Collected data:
:::

PR #652, opened 2021-09-27
schemas: exclude netapp provider from schema generation

radeksimko:
Related to https://github.com/hashicorp/terraform-ls/runs/3719625555?check_suite_focus=true#step:6:64 and https://github.com/NetApp/terraform-provider-netapp-cloudmanager/issues/74


jpogran (approved):

radeksimko:
This is actually no longer needed as maintainers released new versions correctly.

PR #657, opened 2021-09-29
Prefill Required Attributes

jpogran:


internal/langserver/handlers/complete.go
```diff
@@ -47,6 +47,13 @@ func (h *logHandler) TextDocumentComplete(ctx context.Context, params lsp.Comple
 	}
 	d.SetSchema(schema)
 
+	expFeatures, err := lsctx.ExperimentalFeatures(ctx)
+	if err != nil {
+		d.PrefillRequiredAttributes = false
```
radeksimko, line 52: You may know this already, but in Go you can safely assume that any `bool` struct field always defaults to `false`, so this has basically no effect.

Also the condition under which this errors out is pretty rare, but when it does it almost certainly points to a bug which will need to be fixed, so I'd return the error here, just like we do it in the `DidSave` handler:
https://github.com/hashicorp/terraform-ls/blob/8840e7ba573d1e431898779b80a9ba2d464ce74d/internal/langserver/handlers/did_save.go#L14-L17

internal/settings/settings.go
```diff
@@ -9,7 +9,8 @@ import (
 )
 
 type ExperimentalFeatures struct {
-	ValidateOnSave bool `mapstructure:"validateOnSave"`
+	ValidateOnSave            bool `mapstructure:"validateOnSave"`
+	PrefillRequiredAttributes bool `mapstructure:"prefillRequiredAttributes"`
```
radeksimko, line 13: In line with my comments to your other PR, I think that the name here should reflect that we're completing both attributes and blocks.

radeksimko:
Oh, one last thing - I think we should also document this new experiment here:

https://github.com/hashicorp/terraform-ls/blob/main/docs/SETTINGS.md#experimentalfeatures

It doesn't have to be part of this PR, but we should do it before releasing it, so that we can also link to it from the changelog.

PR #680, opened 2021-10-18
Fix Code Action Resolution

### LINKED ISSUE #679: Issue with running the source.formatAll.terraform-ls code action on save
I've only got around to testing the #327 feature now and noticed that the behavior doesn't seem to be as expected in regards to the `kind` sent in the response. If the client is asking for the `source.formatAll.terraform-ls` kind then that is the kind that should also be included in the response, otherwise the client will ignore the response (at least ST implementation but I'm fairly certain that VSCode would do the same).

### Server Version

```
0.23.0
```

### Terraform Version

```
Terraform v1.0.4
on darwin_amd64
```

### Client Version

```
Sublme Text 4
```

```hcl
variable "spin_autoscaling_config" {
  type = map(number)
  default = {
    target_value         = 40,
    scaleout_cooldown = 60,
    scalein_cooldown  = 120,
  }
}
```

#### textDocument/codeAction Request:

```json
{
  "context": {
    "diagnostics": [],
    "only": [
      "source.formatAll.terraform-ls"
    ]
  },
  "range": {
    "end": {
      "character": 0,
      "line": 8
    },
    "start": {
      "character": 0,
      "line": 0
    }
  },
  "textDocument": {
    "uri": "file:///Users/rafal/xxx/app.tf"
  }
}
```

#### textDocument/codeAction Response:

```json
[
  {
    "edit": {
      "changes": {
        "file:///Users/rafal/xxx/app.tf": [
          {
            "newText": "    target_value      = 40,\n",
            "range": {
              "end": {
                "character": 0,
                "line": 4
              },
              "start": {
                "character": 0,
                "line": 3
              }
            }
          }
        ]
      }
    },
    "kind": "source.fixAll",
    "title": "Format Document"
  }
]
```

### Expected Behavior

The response includes the `source.formatAll.terraform-ls` kind.
The document is formatted.

### Actual Behavior

The response includes the `source.fixAll` kind.
The document is not formatted.

### Steps to Reproduce

1. Add `source.formatAll.terraform-ls` to the list of code actions triggered on save (done differently depending on the editor of choice)
2. Trigger save with the hcl above

jpogran:
This fixes several parts of the code action handler workflow.

- Remove `source` as it is a base type and not a specific action we can use.
- Remove `source.fixAll` because the action implies fixing errors, but terraform fmt only formats code style.
- Remove `source.formatAll` to allow fine grained selection of actions.
- Rename `source.formatAll.terraform-ls` to `source.formatAll.terraform` to follow existing Code Action conventions.
- Correctly set the code action value in the returned `lsp.CodeAction` response to the one chosen by the user.
- Exit early so as to not format a document without an explicit request. When additional code actions are added, we can modify this to return a merged list of actions to apply.

To confirm this works as intended, the following should be tested:

Configure your client with the following settings or follow the usage section of code-actions.md:

```json
"editor.formatOnSave": true,
"[terraform]": {
  "editor.defaultFormatter": "hashicorp.terraform",
  "editor.formatOnSave": false,
  "editor.codeActionsOnSave": {
    "source.formatAll.terraform": true
  },
},
```

closes #679


rchl:
I do think that the formatting doesn't quite fit within the `source.fixAll` code action because formatting and fixing are IMO two different concepts.

Also, producing multiple code actions with formatting changes doesn't quite make sense because those have to be run sequentially so if the first one formats the document then the second one will likely fail in mysterious way since it will be applying the changes to already formatted document.

radeksimko:
> Using the versioned workspace edits (new in 3.16 LSP spec) would be preferred since that would guard against applying changes to already changed document.

I don't disagree but I would hope we can address the problem without rearchitecting it completely.

> I do think that the formatting doesn't quite fit within the source.fixAll code action because formatting and fixing are IMO two different concepts.

I don't disagree here either, but I struggle to find any documentation or established convention to support this opinion, as is unfortunately common with many features in LSP.

rchl:
> > Using the versioned workspace edits (new in 3.16 LSP spec) would be preferred since that would guard against applying changes to already changed document.
> 
> I don't disagree but I would hope we can address the problem without rearchitecting it completely.

Sure. It's not a must have but good to have in general wherever text edits are created.

> > I do think that the formatting doesn't quite fit within the source.fixAll code action because formatting and fixing are IMO two different concepts.
> 
> I don't disagree here either, but I struggle to find any documentation or established convention to support this opinion, as is unfortunately common with many features in LSP.

I tend to think of "fix" addressing an existing diagnostics while "format" formatting unrelated to any existing diagnostics.

jpogran:
I tried several approaches to test what would happen if multiple code actions are received, but could not reproduce this case. In each attempt, only one code action was received by the LS from VS Code.

I tried using the all languages `editor.CodeActionsOnSave` entry.:

```json
"editor.codeActionsOnSave": {
  "source.formatAll": true,
  "source.formatAll.terraform-ls": true
},
"[terraform]": {
  "editor.defaultFormatter": "hashicorp.terraform"
},
```

I also tried variations of the language specific `editor.CodeActionsOnSave`  entry:

```json
"[terraform]": {
  "editor.codeActionsOnSave": {
    "source.formatAll": true,
    "source.formatAll.terraform-ls": true
  },
  "editor.defaultFormatter": "hashicorp.terraform"
},
```

Each time, no matter the order, the LS would only receive one code action to process.

PR #689, opened 2021-10-28
refactor: Reflect upstream `hcl-lang` changes

### LINKED ISSUE #658: Provide workspace-wide symbols for variables in `tfvars` files
### Use-cases

When navigating through the whole module (represented as "workspace" in LSP) we currently provide navigation through any symbols representing blocks and/or attributes in `*.tf` files - such as providers, resources and data sources.

Users would benefit from being able to quickly navigate to variables defined in `*.tfvars` and `*.tfvars.json` (see also https://github.com/hashicorp/terraform-ls/issues/519)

:::

EXERCISE AIM:
What you return should be the records above, repeated exactly.

THE COMPLETED TASK:
PR #652, opened 2021-09-27
schemas: exclude netapp provider from schema generation

radeksimko:
Related to https://github.com/hashicorp/terraform-ls/runs/3719625555?check_suite_focus=true#step:6:64 and https://github.com/NetApp/terraform-provider-netapp-cloudmanager/issues/74


jpogran (approved):

radeksimko:
This is actually no longer needed as maintainers released new versions correctly.

PR #657, opened 2021-09-29
Prefill Required Attributes

jpogran:


internal/langserver/handlers/complete.go
```diff
@@ -47,6 +47,13 @@ func (h *logHandler) TextDocumentComplete(ctx context.Context, params lsp.Comple
 	}
 	d.SetSchema(schema)
 
+	expFeatures, err := lsctx.ExperimentalFeatures(ctx)
+	if err != nil {
+		d.PrefillRequiredAttributes = false
```
radeksimko, line 52: You may know this already, but in Go you can safely assume that any `bool` struct field always defaults to `false`, so this has basically no effect.

Also the condition under which this errors out is pretty rare, but when it does it almost certainly points to a bug which will need to be fixed, so I'd return the error here, just like we do it in the `DidSave` handler:
https://github.com/hashicorp/terraform-ls/blob/8840e7ba573d1e431898779b80a9ba2d464ce74d/internal/langserver/handlers/did_save.go#L14-L17

internal/settings/settings.go
```diff
@@ -9,7 +9,8 @@ import (
 )
 
 type ExperimentalFeatures struct {
-	ValidateOnSave bool `mapstructure:"validateOnSave"`
+	ValidateOnSave            bool `mapstructure:"validateOnSave"`
+	PrefillRequiredAttributes bool `mapstructure:"prefillRequiredAttributes"`
```
radeksimko, line 13: In line with my comments to your other PR, I think that the name here should reflect that we're completing both attributes and blocks.

radeksimko:
Oh, one last thing - I think we should also document this new experiment here:

https://github.com/hashicorp/terraform-ls/blob/main/docs/SETTINGS.md#experimentalfeatures

It doesn't have to be part of this PR, but we should do it before releasing it, so that we can also link to it from the changelog.

PR #680, opened 2021-10-18
Fix Code Action Resolution

### LINKED ISSUE #679: Issue with running the source.formatAll.terraform-ls code action on save
I've only got around to testing the #327 feature now and noticed that the behavior doesn't seem to be as expected in regards to the `kind` sent in the response. If the client is asking for the `source.formatAll.terraform-ls` kind then that is the kind that should also be included in the response, otherwise the client will ignore the response (at least ST implementation but I'm fairly certain that VSCode would do the same).

### Server Version

```
0.23.0
```

### Terraform Version

```
Terraform v1.0.4
on darwin_amd64
```

### Client Version

```
Sublme Text 4
```

```hcl
variable "spin_autoscaling_config" {
  type = map(number)
  default = {
    target_value         = 40,
    scaleout_cooldown = 60,
    scalein_cooldown  = 120,
  }
}
```

#### textDocument/codeAction Request:

```json
{
  "context": {
    "diagnostics": [],
    "only": [
      "source.formatAll.terraform-ls"
    ]
  },
  "range": {
    "end": {
      "character": 0,
      "line": 8
    },
    "start": {
      "character": 0,
      "line": 0
    }
  },
  "textDocument": {
    "uri": "file:///Users/rafal/xxx/app.tf"
  }
}
```

#### textDocument/codeAction Response:

```json
[
  {
    "edit": {
      "changes": {
        "file:///Users/rafal/xxx/app.tf": [
          {
            "newText": "    target_value      = 40,\n",
            "range": {
              "end": {
                "character": 0,
                "line": 4
              },
              "start": {
                "character": 0,
                "line": 3
              }
            }
          }
        ]
      }
    },
    "kind": "source.fixAll",
    "title": "Format Document"
  }
]
```

### Expected Behavior

The response includes the `source.formatAll.terraform-ls` kind.
The document is formatted.

### Actual Behavior

The response includes the `source.fixAll` kind.
The document is not formatted.

### Steps to Reproduce

1. Add `source.formatAll.terraform-ls` to the list of code actions triggered on save (done differently depending on the editor of choice)
2. Trigger save with the hcl above

jpogran:
This fixes several parts of the code action handler workflow.

- Remove `source` as it is a base type and not a specific action we can use.
- Remove `source.fixAll` because the action implies fixing errors, but terraform fmt only formats code style.
- Remove `source.formatAll` to allow fine grained selection of actions.
- Rename `source.formatAll.terraform-ls` to `source.formatAll.terraform` to follow existing Code Action conventions.
- Correctly set the code action value in the returned `lsp.CodeAction` response to the one chosen by the user.
- Exit early so as to not format a document without an explicit request. When additional code actions are added, we can modify this to return a merged list of actions to apply.

To confirm this works as intended, the following should be tested:

Configure your client with the following settings or follow the usage section of code-actions.md:

```json
"editor.formatOnSave": true,
"[terraform]": {
  "editor.defaultFormatter": "hashicorp.terraform",
  "editor.formatOnSave": false,
  "editor.codeActionsOnSave": {
    "source.formatAll.terraform": true
  },
},
```

closes #679


rchl:
I do think that the formatting doesn't quite fit within the `source.fixAll` code action because formatting and fixing are IMO two different concepts.

Also, producing multiple code actions with formatting changes doesn't quite make sense because those have to be run sequentially so if the first one formats the document then the second one will likely fail in mysterious way since it will be applying the changes to already formatted document.

radeksimko:
> Using the versioned workspace edits (new in 3.16 LSP spec) would be preferred since that would guard against applying changes to already changed document.

I don't disagree but I would hope we can address the problem without rearchitecting it completely.

> I do think that the formatting doesn't quite fit within the source.fixAll code action because formatting and fixing are IMO two different concepts.

I don't disagree here either, but I struggle to find any documentation or established convention to support this opinion, as is unfortunately common with many features in LSP.

rchl:
> > Using the versioned workspace edits (new in 3.16 LSP spec) would be preferred since that would guard against applying changes to already changed document.
> 
> I don't disagree but I would hope we can address the problem without rearchitecting it completely.

Sure. It's not a must have but good to have in general wherever text edits are created.

> > I do think that the formatting doesn't quite fit within the source.fixAll code action because formatting and fixing are IMO two different concepts.
> 
> I don't disagree here either, but I struggle to find any documentation or established convention to support this opinion, as is unfortunately common with many features in LSP.

I tend to think of "fix" addressing an existing diagnostics while "format" formatting unrelated to any existing diagnostics.

jpogran:
I tried several approaches to test what would happen if multiple code actions are received, but could not reproduce this case. In each attempt, only one code action was received by the LS from VS Code.

I tried using the all languages `editor.CodeActionsOnSave` entry.:

```json
"editor.codeActionsOnSave": {
  "source.formatAll": true,
  "source.formatAll.terraform-ls": true
},
"[terraform]": {
  "editor.defaultFormatter": "hashicorp.terraform"
},
```

I also tried variations of the language specific `editor.CodeActionsOnSave`  entry:

```json
"[terraform]": {
  "editor.codeActionsOnSave": {
    "source.formatAll": true,
    "source.formatAll.terraform-ls": true
  },
  "editor.defaultFormatter": "hashicorp.terraform"
},
```

Each time, no matter the order, the LS would only receive one code action to process.

PR #689, opened 2021-10-28
refactor: Reflect upstream `hcl-lang` changes

### LINKED ISSUE #658: Provide workspace-wide symbols for variables in `tfvars` files
### Use-cases

When navigating through the whole module (represented as "workspace" in LSP) we currently provide navigation through any symbols representing blocks and/or attributes in `*.tf` files - such as providers, resources and data sources.

Users would benefit from being able to quickly navigate to variables defined in `*.tfvars` and `*.tfvars.json` (see also https://github.com/hashicorp/terraform-ls/issues/519)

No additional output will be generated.